David Torrèssecrétaire adjoint CGT à la prison de Pau
Prise de conscience
La prison de Gradignan, en Gironde, est, elle aussi,, bloquée dans un contexte particulier. Lundi matin, une partie des détenus de la prison seront transférés vers le nouveau centre pénitencier, situé juste à côté, entraînant le déménagement d'une partie des agents. Inquiets, une centaine d'entre eux sont mobilisés.
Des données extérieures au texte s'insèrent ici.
PR #216, opened 2024-05-11
POC: Flight recording of slow requests (above 500ms)

p0mvn:
Enables flight recording from this article: https://go.dev/blog/execution-traces-2024

It allows us to dump traces whenever outlier requests occur. In the future, we can start dumping more of them. This is an experimental submission to observe its usefulness.

Example:

image

This depends on the following PRs in Osmosis:
- https://github.com/osmosis-labs/osmosis/pull/8254
- https://github.com/osmosis-labs/osmosis/pull/8253


cryptomatictrader:
Any idea how many requests might fall into this 500ms trap? Generating dump can be a high cpu and memory overhead operation, if there are many of them in production, it may have a cascading effect and slow down the entire region.

p0mvn:
Closing in favor of https://github.com/osmosis-labs/sqs/pull/253

PR #221, opened 2024-05-14
POC: local mcap (progress towards dynamic min liquidity)

p0mvn:
ref: https://linear.app/osmosis/issue/STABI-150/dynamic-min-liquidity-filter-to-solve-flashing-routes-problem

Returns local mcap denominated in the denom.

Next, need to add pre-computation logic for pricing it in USDC.

The final goal is to compute the min liquidity value dynamically based on the token input by utilizing these local mcap values.

The query is only exposed for convenience.

### DIFF
--- a/.vscode/launch.json
+++ b/.vscode/launch.json
@@ -28,6 +28,20 @@
             ],
         },
         {
+            "name": "ingest/usecase",
+            "type": "go",
+            "request": "launch",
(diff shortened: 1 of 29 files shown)


p0mvn:
Closing in favor of https://github.com/osmosis-labs/sqs/pull/224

Comme Jean-Marc, arrivé ce matin très tôt "en soutient à [ses] collègues qui sont morts". Pendant trente ans, il a travaillé comme escorte judiciaire. "Je suis choqué parce que je suis papa, j’ai un enfant qui est jeune, j’ai ma femme. Elle ne veut plus que je fasse ce métier-là, confie-t-il. Il y a des morts, des blessures graves, des familles endeuillées. Il y a une prise de conscience, mais on ne mesure pas ce qu’il s’est passé."
À Gradignan, les agents prévoient de rester mobilisés au moins jusqu'à la réunion de l'Intersyndicale au ministère de la Justice, prévue dans l'après-midi. En visite dans le département, Marion Maréchal, tête de liste du parti d’extrême droite Reconquête !, s'est rendue sur place dans la matinée pour échanger avec les agents présents. Le mouvement a pris dans toute la région, comme en Dordogne et dans le Lot-et-Garonne.
Une nouvelle minute de silence devrait avoir lieu à 11 heures dans toutes les maisons d'arrêts mobilisées.